Stored entries:

===

Issue #4923, opened 2022-07-20
Leverage Builder pattern for EDS


steeling:
Subtask of #4862, this is specifically for the EDS configs.

We should create a builder object that takes as inputs all data, and calls build. It should not make any network calls, or call out to other methods to get *more data*.

It *can* use nested builders if it makes sense to do so. See the parent issue and associated design doc for more info.

allenlsy:
https://github.com/openservicemesh/osm/pull/4957

PR #4957, opened 2022-08-01
ref: use builder pattern in EDS resources generation

allenlsy:
**Description**:

Apply builder pattern on EDS resource generation. 

The purpose of the refactoring is to decouple the external resource fetching, core business logic and intermediate result generation.

Resolves issue #4923 

**Testing done**:

No feature changes. 

- [x] Unit test

**Affected area**:

No

2. Is this a breaking change?

No

No

### DIFF
--- a/pkg/envoy/eds/builder.go
+++ b/pkg/envoy/eds/builder.go
@@ -22,6 +22,17 @@ type endpointsBuilder struct {
 	upstreamSvcEndpoints map[service.MeshService][]endpoint.Endpoint
 }
 
+func newEndpointsBuilder() *endpointsBuilder {
+	return &endpointsBuilder{
+		upstreamSvcEndpoints: make(map[service.MeshService][]endpoint.Endpoint),
+	}
+}
+
+func (b *endpointsBuilder) AddEndpoints(svc service.MeshService, endpoints []endpoint.Endpoint) {
+	b.upstreamSvcEndpoints[svc] = endpoints
+}
+
+// Build generate Envoy endpoint resources based on stored endpoints
 func (b *endpointsBuilder) Build() []types.Resource {
 	var edsResources []types.Resource
 
--- a/pkg/envoy/eds/builder.go
+++ b/pkg/envoy/eds/builder.go
@@ -3,6 +3,7 @@ package eds
 import (
 	xds_core "github.com/envoyproxy/go-control-plane/envoy/config/core/v3"
 	xds_endpoint "github.com/envoyproxy/go-control-plane/envoy/config/endpoint/v3"
+	"github.com/envoyproxy/go-control-plane/pkg/cache/types"
 
 	"github.com/golang/protobuf/ptypes/wrappers"
 
@@ -16,6 +17,19 @@ const (
 	localClusterPriority  = uint32(0)
 	remoteClusterPriority = uint32(1)
 )
+
+type endpointsBuilder struct {
+	upstreamSvcEndpoints map[service.MeshService][]endpoint.Endpoint
+}
+
+func (b *endpointsBuilder) Build() []types.Resource {
+	var edsResources []types.Resource
+
+	for svc, endpoints := range b.upstreamSvcEndpoints {
+		edsResources = append(edsResources, newClusterLoadAssignment(svc, endpoints))
+	}
+	return edsResources
+}
 
 // newClusterLoadAssignment returns the cluster load assignments for the given service and its endpoints
 func newClusterLoadAssignment(svc service.MeshService, serviceEndpoints []endpoint.Endpoint) *xds_endpoint.ClusterLoadAssignment {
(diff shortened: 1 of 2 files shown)


shashankram (changes requested):
It doesn't seem like this change simplifies the existing code, rather it wraps the existing code with the builder type, which seems unnecessary in its current form. The builder pattern is most useful when generic complex objects, but it seems like the existing code here is simple enough to not even require the additional wrapping.

Let's update the code to something as follows:
```
b := EndpointsBuilder()
for something : range requestedResources {
    endpoints := getEndpoints(something)
    b.AddEndpoint(meshSvc, endpoints)
}

return b.Build()
```

pkg/envoy/eds/response.go
```diff
@@ -35,7 +35,8 @@ func fulfillEDSRequest(meshCatalog catalog.MeshCataloger, proxy *envoy.Proxy, re
 		return nil, fmt.Errorf("Endpoint discovery request for proxy %s cannot be nil", proxy.Identity)
```
steeling, line 35: Let's remove fulfillEDSRequest and generateEDSConfig, and merge them directly into NewResponse

steeling: similarly i think we can also collapse `getUpstreamEndpointsForProxyIdentity` into NewResponse

pkg/envoy/eds/builder.go
```diff
@@ -17,6 +18,19 @@ const (
...
 
+type endpointsBuilder struct {
+	upstreamSvcEndpoints map[service.MeshService][]endpoint.Endpoint
+}
+
+func (b *endpointsBuilder) Build() []types.Resource {
+	var edsResources []types.Resource
+
+	for svc, endpoints := range b.upstreamSvcEndpoints {
+		edsResources = append(edsResources, newClusterLoadAssignment(svc, endpoints))
```
steeling, line 29: it's preferrable (but not required), to not pass fields to methods that further operate on those fields. The reason being that it is much easier to see where the fields are used otherwise, in that with an IDE that leverages gopls, I can simply clickthrough that field to view all of its uses. 

When it gets passed around however, I then need to continue to manually drill into each function call.

This isn't so bad in this scenario, but there's instances in our code base where that cognitive overhead does add up.

One option here would be to remove unused parts of the code, and inline that function call here. You could get rid of lines 54-56 and 75-89 which are currently unused

allenlsy: I prefer not removing these lines in this PR. Although they are not used now, but the features were previously completed. Removing them will break these features. We can remove or change them in separate PR.

steeling:
> It doesn't seem like this change simplifies the existing code, rather it wraps the existing code with the builder type, which seems unnecessary in its current form. The builder pattern is most useful when generic complex objects, but it seems like the existing code here is simple enough to not even require the additional wrapping.
> 
> Let's update the code to something as follows:
> 
> ```
> b := EndpointsBuilder()
> for something : range requestedResources {
>     endpoints := getEndpoints(something)
>     b.AddEndpoint(meshSvc, endpoints)
> }
> 
> return b.Build()
> ```

I agree, I hadn't taken a deep look at EDS, but the builder pattern provides little to no benefit here.

With the above recommendation I'm still not sure that helps much. One thing with the builder pattern is that I don't think we should be doing partial builds until Build is called. Meaning `AddEndpoint` should not generate any envoy config, and the resulting Build call would be identical to what it is now.

I'm ok with moving forward with the builder pattern for consistency, but if we decide not to since it doesn't add anything here that's ok too.

shashankram:
> > It doesn't seem like this change simplifies the existing code, rather it wraps the existing code with the builder type, which seems unnecessary in its current form. The builder pattern is most useful when generic complex objects, but it seems like the existing code here is simple enough to not even require the additional wrapping.
> > Let's update the code to something as follows:
> > ```
> > b := EndpointsBuilder()
> > for something : range requestedResources {
> >     endpoints := getEndpoints(something)
> >     b.AddEndpoint(meshSvc, endpoints)
> > }
> > 
> > return b.Build()
> > ```
> 
> I agree, I hadn't taken a deep look at EDS, but the builder pattern provides little to no benefit here.
> 
> With the above recommendation I'm still not sure that helps much. One thing with the builder pattern is that I don't think we should be doing partial builds until Build is called. Meaning `AddEndpoint` should not generate any envoy config, and the resulting Build call would be identical to what it is now.
> 
> I'm ok with moving forward with the builder pattern for consistency, but if we decide not to since it doesn't add anything here that's ok too.

I agree. I was suggesting using `AddEndpoint` to let the builder keep track of the internal object state, vs passing it a final state in the form of a map, in which case it's best to just drop the builder for this change.

allenlsy:
@shashankram @steeling I agree with using `AddEndpoint` and not partially generate config before `build()`. Since in this PR, we did merge the logic of `fulfillEDSRequest()` and `generateEDSConfig()` a bit. I think that's a simpler implementation. I'm going to keep it and address the feedbacks

steeling:
I'm going to approve this PR, but agree with @shashankram that the builder pattern provides little benefit here, so we may want to scrap it altogether. I'll let others have final say

steeling (approved):

allenlsy:
ping @shashankram

keithmattix (approved):
I'm approving because I think having all of the xDS response types look the same is a benefit. Having one xDS handler that functions differently than the rest can cause extra cognitive overhead IMO

shashankram (approved):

===

Which lines of the entries above contain the word "methods"? Copy each of them.

Solution below:
We should create a builder object that takes as inputs all data, and calls build. It should not make any network calls, or call out to other methods to get *more data*.
steeling, line 29: it's preferrable (but not required), to not pass fields to methods that further operate on those fields. The reason being that it is much easier to see where the fields are used otherwise, in that with an IDE that leverages gopls, I can simply clickthrough that field to view all of its uses. 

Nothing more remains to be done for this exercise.